5. The method according to claim 1, characterized in that, The feature information includes at least one of appearance feature information, spatial location feature information, and category feature information.
6. The method according to claim 1, characterized in that, The natural language information is obtained through text input and / or voice input.
7. The method according to claim 1, characterized in that, The availability point is a two-dimensional coordinate point in the visual image that marks the object to be grasped.

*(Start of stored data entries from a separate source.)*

Issue #3535, opened 2021-09-30
BUG: symlog colormap is not drawn properly


neutrinoceros:
Taking this away from #3229 where it was initially reported in the discussion, because it's a separate issue that I think I can fix independently from #3229

```python
import numpy as np
import yt

d = {'my_fake_density': np.random.random(size=(64,64,64)) - 0.5}

ds = yt.load_uniform_grid(d, [64,64,64])
p = yt.SlicePlot(ds, "z", ('stream', 'my_fake_density'))
p.set_log(('stream', 'my_fake_density'), True, linthresh=1.e-3)
p.set_zlim(('stream', 'my_fake_density'), -1, 1)
p.save()
```

![UniformGridData_Slice_z_my_fake_density](https://user-images.githubusercontent.com/89019/117355884-b9b6b700-ae78-11eb-964d-02950a1453ff.png)

_Originally posted by @matthewturk in https://github.com/yt-project/yt/issues/3229#issuecomment-833807567_

neutrinoceros:
So I found that an easy patch for this issue is to simply turn off ticks drawning for symlog colorbars, for instance commenting this line
https://github.com/yt-project/yt/blob/c531b73cac1fef014f936ce6e898d4c61c80dc82/yt/visualization/plot_window.py#L1202
I obtain 
![symlog](https://user-images.githubusercontent.com/14075922/135499864-77fa538c-bd0f-4c48-9b4f-bfdb014efa81.png)
Now this looks like a matplotlib bug, so I'll try to make sure it can be reproduced without yt, report it if necessary, and maybe open a PR with the suggested patch here to mitigate the issue depending on what I find.

neutrinoceros:
The breaking change in MPL bisects down to this commit
https://github.com/matplotlib/matplotlib/commit/dc51a68352fd5f1a209c55f2ffb7bdc6f7728159

neutrinoceros:
I was finally able to reproduce in pure MPL. Will report when I have a true minimal example, and I'll link the report in a comment in yt

neutrinoceros:
reported upstream https://github.com/matplotlib/matplotlib/issues/21258
🎉

PR #3536, opened 2021-09-30
BUG: fix colorbar minor ticks drawing for symlog norms

neutrinoceros:
## PR Summary

This is the patch I suggested in #3535
As far as I can tell the bug is very likely to be in Matplotlib itself, though I wasn't able to replicate it in isolation for now.
I'm opening this a a draft while I attempt to show that this buggy behaviour can be reproduced without yt, in which case I'll report upstream and link the report in a comment.

### DIFF
--- a/tests/tests.yaml
+++ b/tests/tests.yaml
@@ -167,7 +167,7 @@ answer_tests:
   local_axialpix_007:
     - yt/geometry/coordinates/tests/test_axial_pixelization.py:test_axial_pixelization
 
-  local_cylindrical_background_007:  # PR 3295
+  local_cylindrical_background_008:  # PR 3536
     - yt/geometry/coordinates/tests/test_cylindrical_coordinates.py:test_noise_plots
 
   #local_particle_trajectory_001:
--- a/yt/visualization/base_plot_types.py
+++ b/yt/visualization/base_plot_types.py
@@ -280,7 +280,7 @@ class ImagePlotMPL(PlotMPL):
                     10
                     ** np.arange(
                         np.rint(np.log10(cblinthresh)),
-                        np.ceil(np.log10(np.nanmax(data))) + 1,
+                        np.ceil(np.log10(np.nanmax(data))),
                     )
                 )
             elif np.nanmax(data) <= 0.0:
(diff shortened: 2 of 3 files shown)


matthewturk (approved):
Good catch.  Assuming you move this to non-draft, LGTM.

neutrinoceros:
So I'm actually going to change this to a slightly less aggressive form. I still don't have a clear matplotlib-isolated example but I'm now certain that the bug is on their side and was introduced in matplotlib 3.2.0
Here's the results of your script from #3535 using two different combinations of versions:
 
### yt 4.0.1 + matplotlib 3.2.0
symlog

### yt 4.0.1 + matplotlib 3.1.3 (latest version before 3.2.0)
symlog

neutrinoceros:
Making a matplolitb-only example of this bug turns out to be much more challenging than I would have guessed, so I won't be able to report it properly for now, but I can at least avoid disable minor ticks drawing with Matplotlib < 3.2, so I made the skipping conditional. Hopefully the comment is clear enough for the next person to inquire this in the future.
There's exactly one failing test with my change, and I think we can agree that the new version is preferable to the current baseline.
See
https://tests.yt-project.org/job/yt_py38_git/3861/testReport/junit/yt.geometry.coordinates.tests/test_cylindrical_coordinates/GenericImage_AMRGridData_all_create_image_None_None/

@matthewturk, do I have your approval to bump this baseline ?

neutrinoceros:
@chummels you might want to review this too

neutrinoceros:
thanks to a discussion with matplotlib maintainers https://github.com/matplotlib/matplotlib/issues/21258#issuecomment-932699643, I got an alternative solution for the upcoming matplotlib 3.5 that almost works.
symlog
So now there's some useless whitespace at the top of the colorbar, but I believe this is a bug in yt, so now let's try to fix this as well.

neutrinoceros:
fixed that last issue in https://github.com/yt-project/yt/pull/3536/commits/e317c03e54b67137d9aa01b9acf7aa565078777d
The commit has no effect with current versions of matplotlib but fixes the issue with the upcoming matplotlib 3.5 noted in my previous comment

chummels (approved):
Looks good.  Thanks for digging into this and finding a workable solution!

8. A grasping posture determination device, characterized in that, include: The data acquisition module is used to acquire visual and depth images of the current scene, as well as natural language information input by the user, wherein the natural language information is used to describe the feature information of the object to be grasped. The positioning point determination module is used to determine the available positioning points of the object to be grasped in the visual image based on the visual image and the natural language information. A mask determination module is used to determine a mask image of the object to be grasped based on the available positioning points and the visual image. The pose determination module is used to determine the grasping pose of the object to be grasped based on the visual image, the depth image, camera parameters, and the mask image.
9. An electronic device, characterized in that, The electronic device includes: At least one processor; and A memory communicatively connected to the at least one processor; wherein, The memory stores a computer program that can be executed by the at least one processor, the computer program being executed by the at least one processor to enable the at least one processor to perform the grasping posture determination method according to any one of claims 1-7.
10. A computer-readable storage medium, characterized in that, The computer-readable storage medium stores computer instructions that cause a processor to execute the grasping posture determination method according to any one of claims 1-7.